I just found this site and I am looking forward to reading up on all of the posts on this forum.
I am, of course, considering divorce vs separation with my husband of 18 years.
We also have a 16 yr old daughter, who has been I'd say, badly affected by what has been going on in our house the past year.

In PA..there is no legal separation ( as per my lawyer)

I am thinking about separating for 1 yr and moving into an apt with my daughter. In that time, my hope is for my husband and myself to work on our OWN issues, as well as discussing issues & decisions in Marital Counselling.
My plan is that, if after 1 yr apart.......i'm filing for divorce.

My husband doesnt want to separate or divorce bc of $$$. He is a working alcoholic and he has gotten worse over the past yr. I just cant take it anymore. He's now mean (not physically) when drunk & calls me names & blames the marital problems all on me. I have no one to talk to and stupidly enough, I say things to my daughter, who wants to hear none of it, and she shouldnt have to.

So, here's the thing. He doesnt want to spend money on a mortage and an apartment for me. I am on disability and plan on using my disability and if needed, my daughters acct( since i get SSD, she gets it too) I said that I would continue doing "our" bills and we can just leave our bank accounts as they are. I'm not out to get him.

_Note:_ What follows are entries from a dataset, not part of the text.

PR #74, opened 2022-12-29
Improve security definer for procedures/functions by avoid Lookup for GUC values

shah-nirmit:
### Description

Inside function `fmgr_security_definer` function there were frequent calls to `set_config_option/GetConfigOption` API's for `sql_dialect` GUC which would need Cache Lookup, which is unnecessary for the dialect. Changed the implementation to directly set/get the GUC value using the global variable.

Draft PR on Extension Repo: https://github.com/babelfish-for-postgresql/babelfish_extensions/pull/977
### Issues Resolved

BABEL-2994
 
### Test Scenarios Covered ###
* **Use case based -**
Already Existing Test Cases

* **Boundary conditions -**

* **Arbitrary inputs -**

* **Negative test cases -**

* **Minor version upgrade tests -**

* **Major version upgrade tests -**

* **Performance tests -**
There would be a general performance for procedures,functions which use the FMGR framework
Here is one specific scenario
 A test database populated with 15k dummy procedures and executed the following query
`exec sp_sproc_columns  @procedure_name='sp_statistics' , @ODBCVer=3, @fUsePattern=0`
We had the following results
```
Without the change
Network packet size (bytes): 4096
50 xact[s]:
Clock Time (ms.): total     16516  avg   330.3 (3.0 xacts per sec.)

vs 

With the change
Network packet size (bytes): 4096
50 xact[s]:
Clock Time (ms.): total      9335  avg   186.7 (5.4 xacts per sec.)
```
Explanation:-For sp_sproc_columns, we he have created an internal view sp_sproc_columns_view for all procedures. The view itself has a lot of cast functions; mostly for each column  and each row for example if we cast to string types then varchar function is called using FMGR framework.
Later we select only one row for particular input based on procedure_name, but even there there’s a mismatch in datatype length so varchar function is called for one column, each row.

Attached the perf reports 
[perf-without](https://user-images.githubusercontent.com/44708230/210231957-03ceaee9-f0f5-413d-af37-27786f46b8f0.svg)
[perf-with-2994](https://user-images.githubusercontent.com/44708230/210231963-4c6bd6cf-5dd0-4726-a0d1-6516e285a086.svg)

* **Tooling impact -**

* **Client tests -**

### DIFF
--- a/src/backend/utils/fmgr/fmgr.c
+++ b/src/backend/utils/fmgr/fmgr.c
@@ -870,8 +870,10 @@ fmgr_security_definer(PG_FUNCTION_ARGS)
 		 * design for PG vs TSQL procedures.
 		 */
 		if (set_sql_dialect)
+		{
 			sql_dialect = sql_dialect_value_old;
 			assign_sql_dialect(sql_dialect_value_old, newextra);
+		}
 
 		PG_RE_THROW();
 	}
--- a/src/backend/utils/fmgr/fmgr.c
+++ b/src/backend/utils/fmgr/fmgr.c
@@ -710,10 +710,11 @@ fmgr_security_definer(PG_FUNCTION_ARGS)
 	bool		set_sql_dialect;
 	int			sql_dialect_value;
 	int			sql_dialect_value_old;
-	int			pg_dialect = 0;
-	int			tsql_dialect = 1;
+	int			pg_dialect = SQL_DIALECT_PG;
+	int			tsql_dialect = SQL_DIALECT_TSQL;
 	int			sys_func_count = 0;
 	int			non_tsql_proc_count = 0;
+	void	   *newextra = NULL;
 
 	if (!fcinfo->flinfo->fn_extra)
 	{
@@ -824,6 +825,7 @@ fmgr_security_definer(PG_FUNCTION_ARGS)
 		ReleaseSysCache(tuple);
 		sql_dialect_value_old = sql_dialect;
 		sql_dialect = sql_dialect_value;
+		assign_sql_dialect(sql_dialect_value, newextra);
 
 	}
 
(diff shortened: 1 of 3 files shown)


src/backend/utils/misc/guc.c
```diff
@@ -4990,6 +4990,9 @@ static struct config_enum ConfigureNamesEnum[] =
 		NULL, NULL, NULL
 	},
 
+/* When changing this guc value directly without set_config_option,The function
```
surendravishnoi: please use
/*
   comment
*/

src/backend/utils/fmgr/fmgr.c
```diff
@@ -821,14 +823,10 @@ fmgr_security_definer(PG_FUNCTION_ARGS)
...
 		ReleaseSysCache(tuple);
-		sql_dialect_value_old = GetConfigOption("babelfishpg_tsql.sql_dialect", true, true);
-		set_config_option("babelfishpg_tsql.sql_dialect", sql_dialect_value,
-						  (superuser() ? PGC_SUSET : PGC_USERSET),
-						  PGC_S_SESSION,
-						  GUC_ACTION_SAVE,
-						  true,
-						  0,
-						  false);
+		sql_dialect_value_old = sql_dialect;
```
surendravishnoi, line 826: do we have some simple test case which shows benefit of this change? Ideally, it should be a function/proc where cross dialect calls are done in each statement and the statements are executed in a loop

surendravishnoi (commented):
Use PR template

src/backend/utils/misc/guc.c
shah-nirmit: Fixed in the latest commit

KushaalShroff:
> Use PR template

@shah-nirmit Please add one or more of the scenarios where this was a bottleneck and the perfomance impact % numbers for them

surendravishnoi (dismissed):

src/backend/utils/fmgr/fmgr.c
shah-nirmit: Addressed in PR description

KushaalShroff (approved):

I dont want to go on, bc then nobody will have the patience to read & respond :awink , but a situation occured this wk which pushed me over and I am actually glad I did.

The one thing that really hurts, is that, I had said to him that we need to be realistic w/ our feelings, and I asked him if he still loved me. He said yes. I said that we needed to BE in love, and when he acted like he wasnt anymore, i felt so sad - even though I love him but am not "in love" with him right now. I do think however, that given some time, there is a poss of reconcilliation.

I need help from all of you and your experiences, info, how you decided which way to go, what you did etc. I need to know how to get started, how to budget, and esp how to learn to live on my own.
btw.....im a just turned 46 yr old RN


----------



## 827Aug (Apr 27, 2008)

Welcome! Sorry you are having problems though.

From my experience, people who hope to reconcile do not separate. Separation is usually another step in the divorce direction. Have you gone to marriage counseling? You may also find individual counseling beneficial considering your circumstances.

Good luck!


----------



## This is me (May 4, 2011)

Only 10% of seperations return to marriage. I would say MC first. 

I am sorry you are going through this. One thing that seems to be a repeating set of numbers at this website is women in their late 40's and late teen of maritial years looking to end their marriages. 

There may be good reasons, but keep in mind most people are not happier after Divorce. I am a believer in fighting for the long term marriages.

I wish you well.


----------